Gli enterobatteri utilizzano il glucosio attraverso due particolari vie fermentantative,
che partendo dall'acido piruvico originano prodotti finali diversi:
v la fermentazione butandiolica (o glicol-butilenica) ha come prodotti finali principali: etanolo, 2,3 butandiolo, acido formico (che in presenza di formico-idrogenoliasi viene scisso in idrogeno e anidride carbonica)
v la fermentazone acido mista ha come principali prodotti finali:
etanolo, acido acetico, acido lattico, acido formico (che in presenza di formico-
idrogenoliasi viene scisso in idrogeno e anidride carbonica)
Terreno utilizzato:
brodo MRVP
Composizione g/l
peptone 5 g
D(+) glucosio 5 g
di-potassio idrogeno fosfato 2,5 g
potassio di-idrogeno fosfato 2,5 g
ph finale 7,5
Preparazione:
secondo le istruzioni presenti sulla confezione.
Il terreno viene distribuito in provette (5 ml) e sterilizzato.
Tecnica di semina:
una o due colonie da disperdere omogeneamente nel terreno
un o due gocce di brodocoltura
Temperatura e tempo di incubazione:
32 - 37°C
per 3 - 4 giorni
PROVA DEL ROSSO METILE E PROVA DI VOGES PROSKAUER
Lettura:
controllare la crescita del microrganismo osservando la torbidità del terreno ed eseguire poi la prova di Voges Proskauer e quella del rosso metile.

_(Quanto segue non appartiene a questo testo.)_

PR #841, opened 2020-05-14
Remove unused quorum topologies from the tests

AndrejMitrovic:
Part of #785. I wanted to split it off from the main PR to simplify it.

Issue #836, opened 2020-05-14
Improve usage of SQLite for UTXO & validator DBs


Geod24:
We are currently using SQLite for a bunch of node metadata. The intent was to have something that is extremely reliable. However it lead to less-than-pleasant code.

There are a few issues:
- The code is neither `@safe` nor `nothrow` which forces us to liter the code with `try / catch`, `@trusted`, and `scope (failure) assert(0);`, e.g. [here](https://github.com/bpfkorea/agora/blob/d396373156c94621b3d41cbe124ce8bc2dfca873/source/agora/consensus/data/UTXOSet.d#L409-L414), [here](https://github.com/bpfkorea/agora/blob/d396373156c94621b3d41cbe124ce8bc2dfca873/source/agora/consensus/EnrollmentPool.d#L119-L130), or [here](https://github.com/bpfkorea/agora/blob/d396373156c94621b3d41cbe124ce8bc2dfca873/source/agora/consensus/ValidatorSet.d#L103-L123).
- There is no usage of transactions, so the underlying problem of consistency is not fixed. For example, if we were to crash during `addValidatedBlock` (think power outage), it is very likely our node wouldn't recover from this, nor be able to detect the failure.
- There are some blob being stored in the DB. I don't know if it's the most sensible choice. Should we take the storage overhead and store binary data as hex string ? For hash it would make sense.
- [In the ValidatorSet](https://github.com/bpfkorea/agora/blob/d396373156c94621b3d41cbe124ce8bc2dfca873/source/agora/consensus/ValidatorSet.d#L103-L116), the pre-image info is duplicated. The `random_seed` is actually the first pre-image and could be treated as such. There is an odd mix of relational and non-relational data, were we store some of the data from the enrollment non-serialized, and the whole enrollment serialized as well.

My original thought was to simplify all of this and use memory, and just commit from time to time. @AndrejMitrovic pointed out that SQLite in fact has many advantages, which solve most of our problems. So the fault probably lies in our binding / usage.

Old description:
> At the moment the UTXO DB relies on a SQLite database, which means that the node can fail if there are disk error. That shouldn't happen, instead we should have this data in memory, with the SQLite being a backing store.

Geod24:
This should also apply to the validator DB.

Geod24:
Things to note:
[...]

Issue #824, opened 2020-05-13
It should be possible to re-enroll a Validator while it is in the validator set


AndrejMitrovic:
As discussed with @Geod24. This is similar to https://github.com/bpfkorea/agora/issues/822, but is a different feature.

Consider this case:
- Genesis block begins with 2 validators
- Their expiration block is at height 1008
- At block height 1008 the validators want to re-enroll so they can begin validating blocks [1009 .. 2017]

Problem:
- A Validator's Enrollment will be rejected at block height 1008 because the Validator's enrollment is already active at that block height.
- The Validator must wait until block height 1009 to re-enroll.
- In the context of #822 in this specific case this means the blockchain will halt. Even if #822 was fixed the blockchain will still halt because the Validators cannot re-enroll while being an active Validator.

PR #845, opened 2020-05-15
Implement shell quorum balancing

AndrejMitrovic:
Requires:
~#800~, ~#840~, ~#810~, ~#841~, ~#881~

### DIFF
--- a/source/agora/consensus/Quorum.d
+++ b/source/agora/consensus/Quorum.d
@@ -1,0 +1,192 @@
+/*******************************************************************************
+
+    Contains the quorum generator algorithm.
+
+    Copyright:
+        Copyright (c) 2020 BOS Platform Foundation Korea
+        All rights reserved.
+
+    License:
+        MIT License. See LICENSE for details.
+
+*******************************************************************************/
+
+module agora.consensus.Quorum;
+
+import agora.common.Config;
+import agora.common.crypto.Key;
+import agora.common.Set;
+import agora.common.Types;
+import agora.consensus.data.Enrollment;
+import agora.consensus.UTXOSet;
+
+import std.algorithm;
+import std.array;
+import std.exception;
+import std.format;
+import std.math;
+import std.range;
+import std.string;
+
+/*******************************************************************************
+
+    Build the quorum configuration for the given public key and the staked
+    enrollments.
+
+    Params:
+        node_key = the key of the node for which to generate the quorum
+        enrolls = the array of registered enrollments
+        finder = UTXO finder delegate
+
+    Returns:
+        the generated quorum config
+
+*******************************************************************************/
+
+public QuorumConfig buildQuorumConfig ( const ref PublicKey node_key,
+    in Enrollment[] enrolls, in UTXOFinder finder )
+{
+    Set!PublicKey all_nodes = getPublicKeys(enrolls, finder);
+
+    QuorumConfig quorum;
+    all_nodes.each!(node => quorum.nodes ~= node);
+    quorum.nodes.sort();
+    quorum.threshold = quorum.nodes.length;
+
+    return quorum;
+}
+
+///
+unittest
+{
+    // test up to 1024 nodes
+    foreach (num_nodes; iota(1, 10).map!(n => 2 ^^ n))
+    {
+        auto data = genTestEnrolls(num_nodes);
+        foreach (key; data.keys)
+        {
+            auto quorum = buildQuorumConfig(key, data.enrolls, data.finder);
+            verifyQuorumSanity(quorum);
+            const expected = QuorumConfig(num_nodes, data.keys);
+            assert(quorum == expected,
+                format("Expected: %s. Got: %s", expected, quorum));
+        }
+    }
+}
+
+/*******************************************************************************
+
+    Verify that the provided quorum configuration is considered sane by SCP.
+
+    Params:
+        quorum = the quorum config
+
+    Throws:
+        an Exception if the quorum is not considered sane by SCP.
+
+*******************************************************************************/
+
+private void verifyQuorumSanity (const ref QuorumConfig quorum)
+{
+    import scpd.scp.QuorumSetUtils;
+    auto scp_quorum = toSCPQuorumSet(quorum);
+
+    const bool ExtraChecks = true;
+    const(char)* fail_reason;
+    enforce(isQuorumSetSane(scp_quorum, ExtraChecks, &fail_reason),
+        format("Quorum %s fails sanity check before normalization: %s",
+                quorum, fail_reason.fromStringz));
+
+    normalizeQSet(scp_quorum);
+    enforce(isQuorumSetSane(scp_quorum, ExtraChecks, &fail_reason),
+        format("Quorum %s fails sanity check after normalization: %s",
+                quorum, fail_reason.fromStringz));
+}
+
+/*******************************************************************************
+
+    For each enrollment find the staked amount from the associated UTXO
+    in the Enrollment, and build a key => amount map.
+
+    Params
+        enrolls = the list of enrollments
+        finder = UTXO finder delegate
+
+    Returns:
+        a mapping of all keys => staken amount
+
+*******************************************************************************/
+
+private Set!PublicKey getPublicKeys (in Enrollment[] enrolls,
+    in UTXOFinder finder)
+{
+    Set!PublicKey stakes;
+    foreach (enroll; enrolls)
+    {
+        UTXOSetValue value;
+        if (!finder(enroll.utxo_key, size_t.max, value))
+            assert(0, "UTXO for validator not found!");  // should never happen
+
+        if (value.output.address in stakes)  // should never happen
+            assert(0, "Cannot have multiple enrollments for one validator!");
+
+        stakes.put(value.output.address);
+    }
+
+    return stakes;
+}
+
+/*******************************************************************************
+
+    Params:
+        num_enrollments = the number of enrollments to create
+
+    Returns:
+        a tuple of (Enrollment[], UTXOFinder)
+
+*******************************************************************************/
+
+version (unittest)
+private auto genTestEnrolls (size_t num_enrollments)
+{
+    struct Result
+    {
+        PublicKey[] keys;
+        Enrollment[] enrolls;
+        UTXOFinder finder;
+    }
+
+    import agora.common.Amount;
+    import agora.consensus.data.Transaction;
+
+    TestUTXOSet storage = new TestUTXOSet;
+    KeyPair[] key_pairs = num_enrollments.iota.map!(x => KeyPair.random()).array;
+
+    foreach (idx; 0 .. num_enrollments)
+    {
+        Transaction tx =
+        {
+            type : TxType.Freeze,
+            outputs: [Output(Amount.MinFreezeAmount, key_pairs[idx].address)]
+        };
+
+        storage.put(tx);
+    }
+
+    Enrollment[] enrolls;
+    foreach (utxo; storage.keys)
+    {
+        const Enrollment enroll =
+        {
+            utxo_key : utxo,
+            cycle_length : 1008
+        };
+
+        enrolls ~= enroll;
+    }
+
+    // cast: we need a mutable so we can sort
+    PublicKey[] keys = key_pairs.map!(k => cast()k.address).array;
+    keys.sort();
+    return Result(keys, enrolls, &storage.findUTXO);
+}
--- a/source/agora/node/Ledger.d
+++ b/source/agora/node/Ledger.d
@@ -63,6 +63,10 @@ public class Ledger
     /// Node config
     private NodeConfig node_config;
 
+    /// If not null call this delegate if the validator set changed after
+    /// a block was externalized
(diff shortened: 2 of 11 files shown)


AndrejMitrovic:
Update: Added #810 to the list of required PRs. I marked that commit as `[remove]` in the PR.

source/agora/node/Validator.d
```diff
@@ -112,7 +174,8 @@ public class Validator : FullNode, API
 
             log.info("Doing network discovery..");
             this.network.discover(required_peer_keys);
-            this.network.startPeriodicCatchup(this.ledger, &this.nominator.isNominating);
+            this.network.startPeriodicCatchup(this.ledger,
```
AndrejMitrovic: Unrelated change.

AndrejMitrovic:
Need to fix the integration test.

source/agora/consensus/Quorum.d
```diff
@@ -0,0 +1,192 @@
...
+    quorum.threshold = quorum.nodes.length;
+
+    return quorum;
+}
+
+///
+unittest
+{
+    // test up to 1024 nodes
+    foreach (num_nodes; iota(1, 10).map!(n => 2 ^^ n))
```
Geod24, line 63: That's how I felt

AndrejMitrovic: Yeah sometimes I find myself abusing ranges just to write something clever. I could have just written 2, 4, 8, 16, 32, 64, 128.. etc I guess.

AndrejMitrovic:
It seems the test-suite times out (30 minutes). I'm trying to bisect it.

source/agora/test/Base.d
```diff
@@ -939,23 +949,23 @@ public APIManager makeTestNetwork (APIManager : TestAPIManager = TestAPIManager)
...
-        node_configs = the list of node configurations
+        key_pairs = key pairs for signing enrollments with
 
     Returns:
         The genesis block
 
 *******************************************************************************/
 
-private immutable(Block) makeGenesisBlock (in NodeConfig[] node_configs)
+private immutable(Block) makeGenesisBlock (in KeyPair[] key_pairs)
```
AndrejMitrovic: This change should be moved to the previous commit where the function was introduced.

AndrejMitrovic:
I've discovered that what is causing these failures is actually the code coverage mode. The test-suite works fine without it. But with it there are timeouts. Either the code coverage is significantly slowing down the tests, or there is a bug in the coverage generator code in DMD front-end.

AndrejMitrovic:
So far I can't reproduce the segfault when running github CI locally, but I can reproduce the timeout issue:

```
(lldb) bt
* thread #1, queue = 'com.apple.main-thread', stop reason = signal SIGSTOP
  * frame #0: 0x00007fff6099e9de libsystem_kernel.dylib`__ulock_wait + 10
    frame #1: 0x00007fff60a5f6de libsystem_pthread.dylib`_pthread_join + 358
    frame #2: 0x000000010e81e485 agora-unittests`thread_joinAll + 197
    frame #3: 0x000000010e839225 agora-unittests`rt_term + 69
    frame #4: 0x000000010e83977c agora-unittests`_D2rt6dmain212_d_run_main2UAAamPUQgZiZ6runAllMFZv + 172
    frame #5: 0x000000010e839537 agora-unittests`_d_run_main2 + 391
    frame #6: 0x000000010e83939d agora-unittests`_d_run_main + 141
    frame #7: 0x000000010deaecd5 agora-unittests`main(argc=1, argv=0x00007ffee1ea4320) + 37
    frame #8: 0x00007fff608673d5 libdyld.dylib`start + 1
```

It seems the process is stuck on `thread_joinAll`

AndrejMitrovic:
Ok I've added a Thread.sleep call to work around #869, but now there is a consistent segfault in the NetworkClient. I've seen this error before too:

```
Thread 40 "agora-unittests" received signal SIGSEGV, Segmentation fault.
[Switching to Thread 0x7ffe836b0700 (LWP 19915)]
0x00000000081a4493 in _D5agora7network13NetworkClientQp12sendPreimageMFNeKSQBz9consensus4data12PreImageInfoQoZ9__lambda2MFZ12__dgliteral1MFNaNiNfZv ()
    at /mnt/c/dev/agora/source/agora/network/NetworkClient.d:327
327                 this.attemptRequest(this.api.receivePreimage(preimage), null);
(gdb)

#2  0x00000000081a444d in _D5agora7network13NetworkClientQp12sendPreimageMFNeKSQBz9consensus4data12PreImageInfoQoZ9__lambda2MFZv ()
    at /mnt/c/dev/agora/source/agora/network/NetworkClient.d:327
327                 this.attemptRequest(this.api.receivePreimage(preimage), null);
(gdb) p api
$1 = (agora.api.Validator.API *) 0x0
```

So the `api` is null.

AndrejMitrovic:
It seems that disabling parallelism fixes the issue. Unfortunately I cannot reproduce the issue locally. And also, when running the CI test-suite under LLDB it also cannot reproduce the issue.

AndrejMitrovic:
There is something wrong with the implementation of `dispatch` in `FiberScheduler`. We lifted it from `std.concurrency`, and it was documented as an "example scheduler". 

This is my workaround which gets rid of segfaults: https://github.com/AndrejMitrovic/localrest/compare/2cf119e759cdbbe2879bf65435efd18084620498...6f35619393bfdfbb4b9f84379da68d8f40c3675a#diff-7e552a35c6e12cbbfb124195a3e45cd2

I would guess that it has something to do with manipulating the `m_fibers` array both in the `dispatch` routine and in `create()`: https://github.com/AndrejMitrovic/localrest/compare/AndrejMitrovic:2cf119e...AndrejMitrovic:6f35619#diff-7e552a35c6e12cbbfb124195a3e45cd2R936

The end result before this patch is that the fiber somehow ends up jumping to a random source code location. So it seems like the fiber gets corrupt somehow.

I still need to work on reducing this further down to a test-case..

AndrejMitrovic:
It turned green. wow

AndrejMitrovic:
Blocked on https://github.com/bpfkorea/agora/issues/824

And https://github.com/bpfkorea/agora/pull/889 should improve the way networking is done after the re-shuffle.

AndrejMitrovic:
Rebased. Still blocked, and I had to revert the change Mathias made in order to fix the tests.

AndrejMitrovic:
I'll try to unblock this by changing the test to use new validator sets instead of re-enrolling existing validators.

AndrejMitrovic:
I should split off the first 4 commits so they can be merged right away.

AndrejMitrovic:
Test-suite passes, but it's flakey unfortunately.

There still seems to be an issue where a task (periodic preimage reveal) starts after a sleep call and ends up segfaulting. I haven't tracked it down yet.

AndrejMitrovic:
The feature I discovered in https://github.com/Geod24/localrest/pull/81 came in useful. I rewrote one test.

AndrejMitrovic:
I further simplified the changeset. The diff is much smaller now.

AndrejMitrovic:
@bpfkorea/core please review when you have the time.

source/agora/node/Validator.d
```diff
@@ -51,24 +58,75 @@ public class Validator : FullNode, API
...
+        Enrollment[] enrollments;
+        if (!this.enroll_man.getValidators(enrollments) ||
+            enrollments.length == 0)
+        {
+            log.fatal("Could not retrieve enrollments / no enrollments found");
+            assert(0);
+        }
+
+        return .buildQuorumConfig(this.config.node.key_pair.address,
+            enrollments, this.utxo_set.getUTXOFinder());
```
TrustHenry, line 129: agora.consensus.Quorum.buildQuorumConfig ( const ref PublicKey node_key,
    in Enrollment[] enrolls, in UTXOFinder finder )
I think it's pointing here.
There's no problem. But The code is difficult to read.

source/agora/node/Ledger.d
```diff
@@ -228,6 +228,9 @@ public class Ledger
         this.enroll_man.clearExpiredValidators(block.header.height);
 
         foreach (idx, ref enrollment; block.header.enrollments)
+        {
+            this.enroll_man.pool.remove(enrollment.utxo_key);
+
             if (auto r = this.enroll_man.addValidator(enrollment,
                 block.header.height, this.utxo_set.getUTXOFinder()))
```
TrustHenry, line 248: this.enroll_man.pool.remove
The `remove` is run twice here.

source/agora/node/Ledger.d
```diff
@@ -228,6 +228,9 @@ public class Ledger
         this.enroll_man.clearExpiredValidators(block.header.height);
 
         foreach (idx, ref enrollment; block.header.enrollments)
+        {
+            this.enroll_man.pool.remove(enrollment.utxo_key);
```
Geod24, line 245: https://github.com/bpfkorea/agora/blob/d2931dd0d0f552997bc80e799a5275f5c3cecff5/source/agora/consensus/EnrollmentManager.d#L214

TrustHenry (commented):
Overall, it looks Great.

source/agora/consensus/Quorum.d
```diff
@@ -0,0 +1,192 @@
...
+*******************************************************************************/
+
+private void verifyQuorumSanity (const ref QuorumConfig quorum)
+{
+    import scpd.scp.QuorumSetUtils;
+    auto scp_quorum = toSCPQuorumSet(quorum);
+
+    const bool ExtraChecks = true;
+    const(char)* fail_reason;
+    enforce(isQuorumSetSane(scp_quorum, ExtraChecks, &fail_reason),
```
MichaelKim20, line 96: I think it would be nice to have a test code for `isQuorumSetSane`.

source/agora/consensus/Quorum.d
```diff
@@ -0,0 +1,192 @@
...
+        format("Quorum %s fails sanity check before normalization: %s",
+                quorum, fail_reason.fromStringz));
+
+    normalizeQSet(scp_quorum);
```
MichaelKim20, line 100: I think it would be nice to have a test code for `normalizeQSet `.

source/agora/test/Quorum.d
```diff
@@ -0,0 +1,157 @@
...
+    nodes.enumerate.each!((idx, node) =>
+        retryFor(node.getBlockHeight() == 1007, 5.seconds,
+            format("Node %s has block height %s. Expected: %s",
+                idx, node.getBlockHeight(), 1007)));
+
+    // now we can create enrollments
+    Enrollment enroll_0 = nodes[$ - 2].createEnrollmentData();
+    Enrollment enroll_1 = nodes[$ - 1].createEnrollmentData();
+    nodes[2].enrollValidator(enroll_0);
+    nodes[3].enrollValidator(enroll_1);
```
Geod24, line 116: Question about this: Should we add the ability to enroll as soon as we freeze ?
Pro:
- Genesis does it;
- It allows to potentially solve the censorship issue if paired with a rule that more validators => Higher priority;
Cons:
- Attack vector ?

Geod24 (approved):

Geod24:
I don't think the double clear should block the merge.

source/agora/test/Quorum.d
AndrejMitrovic: Let's file an issue for this. And yes, I wanted this feature too.

source/agora/node/Ledger.d
AndrejMitrovic: Where do you see it?

Geod24: https://github.com/bpfkorea/agora/pull/845#discussion_r435748483

source/agora/consensus/Quorum.d
```diff
@@ -0,0 +1,192 @@
...
+    quorum.threshold = quorum.nodes.length;
+
+    return quorum;
+}
+
+///
+unittest
+{
+    // test up to 1024 nodes
+    foreach (num_nodes; iota(1, 10).map!(n => 2 ^^ n))
```
TrustHenry, line 63: // test up to 1022 nodes

```
unittest
{
    import std.algorithm;
    import std.stdio;
    import std.range;

    uint sum;
    foreach (num_nodes; iota(1, 10).map!(n => 2 ^^ n))
       sum+=num_nodes;
    writeln(sum);
}
```
Result  : 1022

AndrejMitrovic: It's not testing all node count configurations. That would be too expensive (especially once the algorithm is changed).

What I am testing here is this:

```
num_nodes : 2
num_nodes : 4
num_nodes : 8
num_nodes : 16
num_nodes : 32
num_nodes : 64
num_nodes : 128
num_nodes : 256
num_nodes : 512
num_nodes : 1024
```

See?

AndrejMitrovic: Well actually it's not inclusive as I forgot to use `11` in the iota call. +1 points to you.

source/agora/node/Ledger.d
AndrejMitrovic: Ah, right. I think in my fixes for #836 I will remove the call within `addValidator` because that function can fail.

la prova mette in evidenza la produzione di acetilmetilcarbinolo derivante dalla fermentazione glicol-butilenica del glucosio. Il ph del terreno in questo caso si avvicina alla neutralità. L'acetilmetilcarbinolo o acetoina può ossidarsi ad opera di una deidrogenasi NAD dipendente, ma può ossidarsi anche spontaneamente a diacetile. E' proprio il diacetile che dà la reazione di Voges Proskauer.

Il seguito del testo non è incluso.